Your objective
Number of lines below with the word "BorshSerialize": state it and write nothing more.

Provided records
PR #49, opened 2024-03-25
feat: added simple smart contract for package management

chefsale:
# feat: added simple smart contract for package management)

## Test plan:
```
./test.sh
```

### DIFF
--- a/package-manager/contract/build.sh
+++ b/package-manager/contract/build.sh
@@ -6,7 +6,7 @@ cd "$(dirname $0)"
 
 TARGET="${CARGO_TARGET_DIR:-../../target}"
 
-cargo build --target wasm32-unknown-unknown --app-release
+cargo build --target wasm32-unknown-unknown --profile app-release
 
 mkdir -p res
 


package-manager/contract/Cargo.toml
```diff
@@ -0,0 +1,26 @@
...
+name = "package_manager"
+version = "0.1.0"
+authors = ["Calimero Limited <info@calimero.network>"]
+edition = "2021"
+
+[lib]
+crate-type = ["cdylib"]
+
+[dependencies]
+near-sdk = "4.1.1"
```
MatejVukosav: Use versions from the workspace

package-manager/contract/sandbox-rs/src/tests.rs
```diff
@@ -0,0 +1,77 @@
...
+    assert_eq!(package["name"], "application".to_string());
+    assert_eq!(package["owner"], user.id().to_string());
+
+    let _ = user
+        .call(contract.id(), "add_release")
+        .args_json(json!({
+            "name": "application",
+            "version": "0.1.0",
+            "notes": "",
+            "path": "https://gateway/ipfs/CID",
```
MatejVukosav, line 59: Is `path` the same as `repository` above?

package-manager/contract/Cargo.toml
chefsale: Not sure if that is a good idea, as this is a smart contract and probably best to have versions pinned per smart contract. @miraclx wdyt?

package-manager/contract/sandbox-rs/src/tests.rs
chefsale: path is the link to the downloadable binary.

package-manager/contract/src/lib.rs
```diff
@@ -0,0 +1,181 @@
...
+    #[test]
+    fn test_add_package() {
+        let context = get_context(false);
+        testing_env!(context);
+        let mut contract = PackageManager::default();
+
+        contract.add_package(
+            "application".to_string(),
+            "Demo Application".to_string(),
+            "https://shithub.com/application".to_string(),
```
xilosada: man we will open source it xD

package-manager/contract/Cargo.toml
miraclx: I can think of compelling arguments for both approaches, but it should be fine, let's keep with convention and if needed, a special-needs contract can eventually opt-out.

Worth noting though is (provided you choose to reference root manifest version specifications) the `[profile.release]` section would have to be tuned to something like we currently have in `[profile.app-release]`. You can have a `lean` profile that NEAR smart contracts & Calimero Apps inherit from. Just in case we eventually wanted special tuning for each case independently.

And then to build the app in this profile, you would have to manually activate it via `cargo build --profile app-release`.

But ultimately, I won't worry much about this, eventually we'll prob replace this with a Calimero App instead, so it's fine in the interim.

package-manager/contract/sandbox-rs/src/tests.rs
```diff
@@ -0,0 +1,77 @@
...
+        .transact()
+        .await?
+        .into_result()?;
+
+    // begin tests
+    test_add_package_and_release(&bobo, &contract).await?;
+    Ok(())
+}
+
+async fn test_add_package_and_release(
```
miraclx, line 28: why not merge this into the contract itself and do all this under unit tests?

if the concern is the wasm path, replicate the behavior of the build script for calimero's apps

build, copy the wasm to the `res/..` folder. then the test can depend on it from there.

package-manager/contract/src/lib.rs
```diff
@@ -0,0 +1,181 @@
...
+        }
+
+        let package = self.packages.get(&name).unwrap();
+        if package.owner != env::signer_account_id() {
+            panic!("Sender is not the owner of the package");
+        }
+
+        if !self.releases.contains_key(&name) {
+            self.releases
+                .insert(name.clone(), LookupMap::new(StorageKeys::Release));
```
miraclx: The `Release` key isn't domain-scoped, so apps all write to the same storage entry. You can use the package name to scope it out. For example: `Release { pkg: sha256(name) }`

https://docs.near.org/sdk/rust/contract-structure/nesting#generating-unique-prefixes-for-persistent-collections

package-manager/contract/src/lib.rs
```diff
@@ -0,0 +1,181 @@
...
+        version: String,
+        notes: String,
+        path: String,
+        hash: String,
+    ) {
+        if !self.packages.contains_key(&name) {
+            panic!("Package doesn't exist.")
+        }
+
+        let package = self.packages.get(&name).unwrap();
```
miraclx:
```suggestion
        let Some(package) = self.packages.get(&name) else {
            env::panic("Package doesn't exist.");
        };
```

package-manager/contract/src/lib.rs
```diff
@@ -0,0 +1,181 @@
...
+
+        self.releases.get_mut(&name).unwrap().insert(
+            version.clone(),
+            Release {
+                version,
+                notes,
+                path,
+                hash,
+            },
+        );
```
miraclx: here's a better pattern (pseudo-code):

```suggestion
        self.releases
            .entry(name.clone())
            .or_insert_with(|| LookupMap::new(StorageKeys::Release { .. }))
            .insert(..);
```

package-manager/contract/src/lib.rs
```diff
@@ -0,0 +1,181 @@
...
+    }
+
+    // TODO: implement `pub fn get_packages(&self) -> Vec<Package> {}`
```
miraclx, line 96: prob with pagination (offset+limit) to avoid hitting the gas limit from excessive storage reads

package-manager/contract/src/lib.rs
```diff
@@ -0,0 +1,181 @@
...
+
+    // TODO: implement `pub fn get_releases(&self) -> Vec<Release> {}`
+
+    pub fn get_package(&self, name: String) -> Package {
+        self.packages
+            .get(&name)
+            .expect("Package doesn't exist")
+            .clone()
```
miraclx: You can return the reference to avoid the clone, the `#[near_bindgen]` macro just serializes it anyway, which only needs a reference.

```suggestion
    pub fn get_package(&self, name: String) -> &Package {
        self.packages
            .get(&name)
            .expect("Package doesn't exist")
```

package-manager/contract/src/lib.rs
```diff
@@ -0,0 +1,181 @@
...
+    }
+
+    pub fn get_release(&self, name: String, version: String) -> Release {
```
miraclx: same

package-manager/contract/src/lib.rs
```diff
@@ -0,0 +1,181 @@
...
+            owner: owner,
+        }
+    }
+}
+
+#[cfg(test)]
+mod tests {
+    use super::*;
+    use near_sdk::test_utils::VMContextBuilder;
+    use near_sdk::MockedBlockchain;
```
miraclx, line 132: surprised this works, does it?

package-manager/contract/src/lib.rs
```diff
@@ -0,0 +1,181 @@
...
+#[derive(BorshStorageKey, BorshSerialize)]
+pub enum StorageKeys {
+    Packages,
+    Release,
+    Releases,
+}
+
+#[near_bindgen]
+#[derive(BorshDeserialize, BorshSerialize)]
+pub struct PackageManager {
```
miraclx, line 16: perhaps for a later PR, but we need to enable ABI generation support

at which point we can replace the build script with [`cargo-near`](https://github.com/near/cargo-near)

package-manager/contract/src/lib.rs
chefsale: Works, I mean it compiles and tests are passing?

package-manager/contract/src/lib.rs
chefsale: Sounds good will add as TODO

package-manager/contract/src/lib.rs
chefsale: added to TODO

package-manager/contract/sandbox-rs/src/tests.rs
chefsale: This is a boiler plate code from near-create-app because they split unit test from integration tests which makes sense to me. Not sure that you want to tie them together?

package-manager/contract/build.sh
```diff
@@ -1,3 +1,17 @@
...
 rustup target add wasm32-unknown-unknown
-cargo build --target wasm32-unknown-unknown --release
\ No newline at end of file
+set -e
+
+cd "$(dirname $0)"
+
+TARGET="${CARGO_TARGET_DIR:-../../target}"
+
+cargo build --target wasm32-unknown-unknown --app-release
```
miraclx:
```suggestion
cargo build --target wasm32-unknown-unknown --profile app-release
```

package-manager/contract/src/lib.rs
miraclx: Interesting, I thought it was deprecated. Okay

Exercise output
2